After all, before becoming the month of India’s independence, it was the month of the Quit India movement. August was also, in an almost Shakespearean irony, when the first East India Company representative disembarked at Surat in 1608.

Therefore, one cannot entirely deny the desire of the current regime to celebrate their coup de grace of the old India in August. So, on August 5, the collective conscience of society was satisfied one more time by putting firmly to the past the eyesore that was the Babri Masjid.

Not coincidentally, August 5 last year was also the day that the problem of Kashmir was, we were told, finally solved, by way of locking seven million people inside their homes — a lockdown that continues. And so, to have the temple foundation exactly a year later is a very in-your-face nod to that day.

In the eyes of the Hindu majoritarian sentiment, which is now a large section of Indian society both at home and abroad, this was the victorious culmination of a historic humiliation that was Islamic rule in India. This idea of humiliation has been at the core of how the Hindu Right has defined the agenda of its reassertion in the subcontinent. For if you were to scratch beneath the surface of the Right’s narrative of history, you’ll realise that to them, Muslims in India even today are part of the same Mughals and Lodis and Suris that once ruled them. Never mind that all three, with the support of many Hindu kings, fought each other to death for the throne of India.

But in the narrative of Hindutva, they are trying to protect their motherland from a deeper plan of Islamisation that began with Muhammad bin Qasim and continues till today. It’s as if history is a continuous domino, where one event leads to another, towards a final moment where a monolithic Islamic empire replaced a Hindu empire. To them, all Indian Muslims (barring a few good ones) are part of this 1,000-year-old conspiracy against the real Hindu India.

Of course, a better reading of history would lead you to see that Muhammad bin Qasim, the first Muslim to invade the Indian subcontinent, reached only up to Sindh. Around the 10th century, the Ghaznavids under Mahmud of Ghazni were the second. Finally, under the Ghurids, a Muslim army broke into the north Indian plains, leading to the establishment of the Islamic Delhi Sultanate in 1206 by slaves of the Ghurid dynasty.

Due to internal squabbling, however, new Muslim sultanates such as Bengal in the east and Deccan in the south broke off soon after. In 1339, Shah Mir became the first Muslim ruler of Kashmir, inaugurating the Shah Mir dynasty.

The birth of political Islam in India was as factious as all the 1,000 non-Islamic kingdoms that existed in India before them.

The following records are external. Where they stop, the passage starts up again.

Issue #115, opened 2017-06-08
Force specific language?


sfieux:
I'm trying to force the use of english for my installation of self-service-password. It seems that this piece of code from `index.php` is causing my trouble:

```
require_once("conf/config.inc.php"); # contains line $lang ="en"; 
(...)
$lang = detectLanguage($lang, $languages);
require_once("lang/$lang.inc.php");
```

The way I understand it is: the language is defined in `config.inc.php`, and afterwards this information is discarded to read it from browser settings in `detectLanguage`.

Am I missing something?

If I'm not, would you be interested in a PR to change this behaviour? I would change the default language value to "auto" in `config.inc.php` and only try to detect the browser language if the value is different:

```
if ( $lang == "auto" ) {
    $lang = detectLanguage($lang, $languages);
}
require_once("lang/$lang.inc.php");
if (file_exists("conf/$lang.inc.php")) {
    require_once("conf/$lang.inc.php");
}
```

coudot:
Maybe the best would be to configure a list of authorized languages. Then this would require a new parameter which will be an array. If it is empty, all available languages will be authorized, else this parameter will be used to limit which languages could be used.

sfieux:
What would be the expected behaviour when several languages are authorized but the detected one is not part of the list? Une the first authorized one? Use initial `$lang` value?

coudot:
if the lang is not one authorized, then fall back to default lang

plewin:
I'm closing this issue because the PR was merged.
Thank you for your contribution @sfieux.

sfieux:
No problem, I'm the one who needed it :)

PR #116, opened 2017-06-08
Add possibility to force use of a specific set of languages

sfieux:
As disscussed in issue #115.

Tested following cases:
* One of the browser languages is in the allowed languages => browser language selected;
* None is => default language is used;
* Default language is/is not included in the allowed languages => in both cases, browser or default language is selected, depending if browser language is in allowed languages list ;
* Default language matches / does not match an existing lang file => in the unlikely case where the browser language doesn't match any allowed languages, and the default languages does not have any `$lang.inc.php` file, fall back to english

Any comments are welcome

### DIFF
--- a/index.php
+++ b/index.php
@@ -38,16 +38,24 @@ require_once("lib/vendor/PHPMailer/PHPMailerAutoload.php");
 $languages = array();
 if ($handle = opendir('lang')) {
     while (false !== ($entry = readdir($handle))) {
-        if ($entry != "." && $entry != "..") {
-             array_push($languages, str_replace(".inc.php", "", $entry));
+        if ($entry != "." && $entry != ".." ) {
+            $entry_lang = str_replace(".inc.php", "", $entry);
+            # Only add language to possibilities if it is the default language or part of the allowed languages 
+            # empty $allowed_lang <=> all languages are allowed
+            if ($entry_lang == $lang || empty($allowed_lang) || in_array($entry_lang, $allowed_lang) ) {
+                array_push($languages, $entry_lang);
+            }
         }
     }
     closedir($handle);
 }
-if(!isset($lang) or $lang == "auto") {
-    $lang = detectLanguage($lang, $languages);
+$lang = detectLanguage($lang, $languages);
+if (file_exists("lang/$lang.inc.php")) {
+    require_once("lang/$lang.inc.php");
+} else {
+    # Fall back to english if default $lang does not actually exist
+    require_once("lang/en.inc.php");
 }
-require_once("lang/$lang.inc.php");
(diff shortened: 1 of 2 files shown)


index.php
```diff
@@ -38,14 +38,24 @@
...
+            if ($entry_lang == $lang || empty($allowed_lang) || in_array($entry_lang, $allowed_lang) ) {
+                array_push($languages, $entry_lang);
+            }
         }
     }
     closedir($handle);
 }
 $lang = detectLanguage($lang, $languages);
-require_once("lang/$lang.inc.php");
+if (file_exists("lang/$lang.inc.php")) {
```
plewin: I do not see a value in this if / else block.

$lang here is either the default $lang from the config file or one from the $languages array.
All files with $lang from $languages exist because they are only added to in the while loop reading the files inside the _./lang_ dir.

So the only way for this expression to return false is that the default $lang from config file has no associated lang/...inc.php file. That's probably a typo e.g. `$lang = "En";` or the associated language file does not exist.
In all cases, there is a configuration error. I would rather log this e.g "please fix $lang from config" or leave the `require_once("lang/$lang.inc.php");` so PHP will halt the script and tell sorry there is a missing file.

sfieux: I don't like the idea of leaving the `require_once("lang/$lang.inc.php");` alone. This would leave a blank page, without any message at all for the site admin to investigate what's happening.

I would rather add a line to the error log when switching to english. This would be more helpful to investigate why the default language is not selected.

plewin: > This would leave a blank page, without any message at all for the site admin to investigate what's happening.
Actually it depends on the php configuration. I just realized that the error reporting is configured after and not before, it should be fixed before the language section. I expected the require_once error to be silent in production and displayed and logged when $debug = true.

I don't believe SSP should try to fall back to english when it knows that a configuration/lang file is incorrect or incomplete. But that's my point of view. What do you think @coudot ?

I have a new suggestion, instead of checking if the file exists, before detectLanguage, why not check if $lang is in $languages. If it is not, the language file does not exists so SSP can either : 1) die early and tell there is a configuration error that should be fixed 2) do what you prefer, fall back to english and log

The problem with the current code is that in some edge use cases ex.
Administrator is using english. Most users are japanese. Default language is set to jap instead of ja.
The administrator will notice that the default language is not working on later in production logs when the first non english/japanese use SSP.

coudot: @plewin you are right for error reporting, it should happen before the lang selection.

And yes with error reporting, we will know if the lang configuration is good or not. The failback to the default lang is already coded in the detectLanguage, I agree we should not force a failback on English after.

sfieux:
As discussed, I moved the error reporting before the language selection and removed the "fall back to english" part.

PR #138, opened 2017-08-17
sendtoken.php send http instead of https

konvergence:
Please find a proposal to handle HTTP_X_FORWARDED_PROTO and HTTP_X_FORWARDED_PORT
I know that I can also use the $reset_url also

### DIFF
--- a/pages/sendtoken.php
+++ b/pages/sendtoken.php
@@ -182,14 +182,21 @@ if ( $result === "" ) {
 
     if ( empty($reset_url) ) {
 
+        $server_name = $_SERVER['SERVER_NAME'];
+        $server_port = $_SERVER['SERVER_PORT'];
+        $script_name = $_SERVER['SCRIPT_NAME'];
+        
         # Build reset by token URL
         $method = "http";
         if( !empty($_SERVER['HTTPS']) || (isset($_SERVER['HTTP_X_FORWARDED_PROTO']) && $_SERVER['HTTP_X_FORWARDED_PROTO'] == 'https')){
            $method .= "s";
         }
-        $server_name = $_SERVER['SERVER_NAME'];
-        $server_port = $_SERVER['SERVER_PORT'];
-        $script_name = $_SERVER['SCRIPT_NAME'];
+
+
+        # change servername if HTTP_X_FORWARDED_HOST is set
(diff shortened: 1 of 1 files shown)


coudot:
@plewin what do you think this? Should we test be default the X_FORWARDED headers to avoid to configure the reset_url? The reset_url will then be only useful for very specific needs.

plewin:
@coudot @konvergence 
I believe that support of reverse proxy to detect the reset url is interesting and useful in environments when less configuration is more and proxies are omnipresents such as docker environments.

When reading the code, I really do not feel safe when I read `$_SERVER['HTTP_X_FORWARDED_HOST/PORT']`. They are almost literally user inputs and should not be processed without extreme care and without knowledge of the architecture where SSP is running on. 

If this PR get merged as it, it will be possible to send to any user you know their login + password a link to a phishing page by manipulating your http headers -- assuming the web server does not strip them before submitting the request to php. That is absolutely not secure by default.

Here some exemples how big projects deal with this :
Zend Framework do not process them unless you specify an useProxy = true which is false by default.
Symfony do not process them unless you provide a whitelist of proxy servers that are allowed to set this variables.
Drupal 8 configuration file has a long and descriptive comment/explanation about this issue. 
https://github.com/drupal/drupal/blob/4a629e32dfe0d29ff14c756e65f196d5b9947036/sites/default/default.settings.php#L343

I suggest that either :
Update the PR to process these variables only if ssp is told (configured) so.
Close this PR because the usefulness is limited.

In my opinion, this PR can be closed.

konvergence:
@plewin

You  should also update the documentation,  because  the current suggest to  build reset_url with HTTP_X_FORWARDED_PROTO/HOST/PORT without any explanation of the risks.

You're right about docker , I currently test SSP on it.
My need was to build the reset_url but only with HTTP_X_FORWARDED_PROTO and HTTP_X_FORWARDED_PORT. Because HTTP_X_FORWARDED_HOST was not set.

I will add an option into config.inc.php to enable the code and see if i can manage a whitelist on remoteip

coudot:
Hello @konvergence, we think this PR is not very useful as we already have the `$reset_url`. We do not want to add to much complexity in configuration (adding proxy option and whitelist option). Thanks anyway for the work and the interesting discussion on this topic.

PR #139, opened 2017-08-21
check password expiration

konvergence:
Hi,

This is a proposal to replace the shell script.
The  schedule can be done with a curl in POST to provide a login/password member of an admin group.

This can be also be adapt to allow ad_mode. But I did'nt work it yet.
There is also some message to create.


coudot:
This will be done in #1047 with a script on server side

PR #233, opened 2018-08-04
Translated some lines on file pt-BR.inc.php to Brazilian Portuguese

AlexsanderAR:
Just finished translation to Brazilian Portuguese.


coudot:
Thanks!

PR #239, opened 2018-09-10
Fix in_array() error

mfinelli:
In 6bc80dafa1292d76745ff509692530ee2438fa76 the
$obscure_failure_messages option was added but it doesn't have any
default value so it defaults to null. in_array() expects the second
parameter to be an array, so we explicity cast it to an array in the
event it hasn't been set or hasn't been set as an array.

This fixes the following warning:
PHP Warning: in_array() expects parameter 2 to be array, null given
in /usr/share/self-service-password/pages/sendtoken.php on line 212

Note that this notice still exists so, $obscure_failure_messages should
probably also be initialized to something valid:
PHP Notice:  Undefined variable: obscure_failure_messages in
/usr/share/self-service-password/pages/sendtoken.php on line 212

### DIFF
--- a/pages/change.php
+++ b/pages/change.php
@@ -183,7 +183,7 @@ if ( $result === "" ) {
 #==============================================================================
 # HTML
 #==============================================================================
-if ( in_array($result, $obscure_failure_messages) ) { $result = "badcredentials"; }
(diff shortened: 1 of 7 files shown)


coudot:
Thanks for this fix!

PR #264, opened 2019-02-03
add support for password files (aka pathway to docker secrets)

r2evans:
When using SSP in a docker environment, it may be convenient (and more secure) to not hard-code the SMTP and LDAP passwords in envvars. One solution is to support password *files*, where the password is stored in a file managed by the docker environment. With `docker-compose` (i.e., in a docker swarm), this still mandates an actual file on the docker host, but with k8s it can be done with cli-managed secrets that need-not be stored in a file.

This PR adds one function `get_passfile_or_pass` that takes two arguments: the original variable and an optional filename. If the original variable is defined, it is returned quickly with no further logic, so the default case of using this version changes nothing.

It also adds two variables: `smtp_pass_file` and `ldap_bindpw_file` to go along with the original variables. If `smtp_pass` is blank/unset and `smtp_pass_file` is set, then it reads the password directly from the file (verbatim, text-read, the file should not have a trailing newline) and uses that instead.

The rest of this PR tries to add the call to this function before any attempted use of the password.


coudot:
Hello @r2evans 

thanks for this proposition, but I don't see the need of adding this method in the code. Your idea is very good but we could just call `get_file_contents` from the config.inc.php, like:
```php
$ldap_bindpw = get_file_contents("/tmp/secret")
#$ldap_bindpw = "secret";
```

I can add this in the documentation.

coudot:
Great, we are working on our side on docker images for SSP, we should publish them soon.

r2evans:
(You meant `file_get_contents`, right?)

coudot:
Yes indeed.

http://php.net/manual/en/function.file-get-contents.php

PR #270, opened 2019-03-15
Added initial Norwegian bokmål (nb-NO) translation

thnilsen:
I have done an inital Norwegian (bokmål) translation that might be of interest to others.


coudot:
Thanks a lot!

PR #272, opened 2019-03-15
Allowing Email as URL-Parameter

cicob:
Thanks for offering this nice application!

You currently allow the user-ID to be fed via URL. With this amendment you can also add the email-address in the URL as in this example:

     https://SERVERNAME/?action=sendtoken&login=jw&usermail=john.wayne@hollywood.com   

When fetching the latest stable release from the LTB-project we always add these few rows before deploying the apllication to our portal-server. It is very convenient for the new users when we send out welcome-emails. They just click on the link to start the change-process. Both fields are already populated with ID and email.

C


pages/sendtoken.php
```diff
@@ -31,11 +31,26 @@
...
 $userdn = "";
 $token = "";
+$usermail = "";
 
 if (!$mail_address_use_ldap) {
-    if (isset($_POST["mail"]) and $_POST["mail"]) { $mail = strval($_POST["mail"]); }
-     else { $result = "mailrequired"; }
-}
+    if (isset($_POST["mail"]) and $_POST["mail"]) {
+        $mail = $_POST["mail"];
```
plewin: Can you use `strval(` for consistency please.

pages/sendtoken.php
```diff
@@ -31,11 +31,26 @@
...
+        
+    } elseif (isset($_REQUEST["usermail"]) and $_REQUEST["usermail"]) {
+        ###Check if email-address is submitted via URL
+        $usermail = $_REQUEST["usermail"];
```
plewin: Same here, can you use `strval(` for consistency please.

plewin:
@cicob thank you for the suggested changes, I think it's a nice addition, I suggested some modifications in the PR for consistency with the rest of the code.

cicob:
Super. Nice alignment to the rest of the code.
Thanks!

pages/sendtoken.php
coudot: Done in #411

pages/sendtoken.php
coudot: Done in #411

Meanwhile, Islam formed nearly 30 percent of the total population in the Malabar region, where it was never really a political power. Bengal, on the other hand, saw a large-scale conversion of its lower caste Hindus to Islam.

So, it goes without saying that Islam in India, just like any other community in India or the world, was never a monolith. The current Muslims living in India are as different or similar to any Mughals or Qasims than any of the Hindus. History is a scattered story of different people living in different places in a vast land mass, each with their own personal hopes, dreams and desires.

But this idea of humiliation and subjugation stays in the minds of the Right. As Tejasvi Surya, a Bharatiya Janata Party MP and one of the party’s young intellectual heavyweights, said during a Parliament debate around the Citizenship Amendment Act, “The new India cannot be built without healing the wounds of the past.”

These “wounds”, presumably, were inflicted by the Mughals onto Hindu India and the “healing” implies the assertion of the majoritarian power of Hindu might onto the Muslims alive now, as our prime minister’s role model, Gowalkar, stated in his Bunch of Thoughts.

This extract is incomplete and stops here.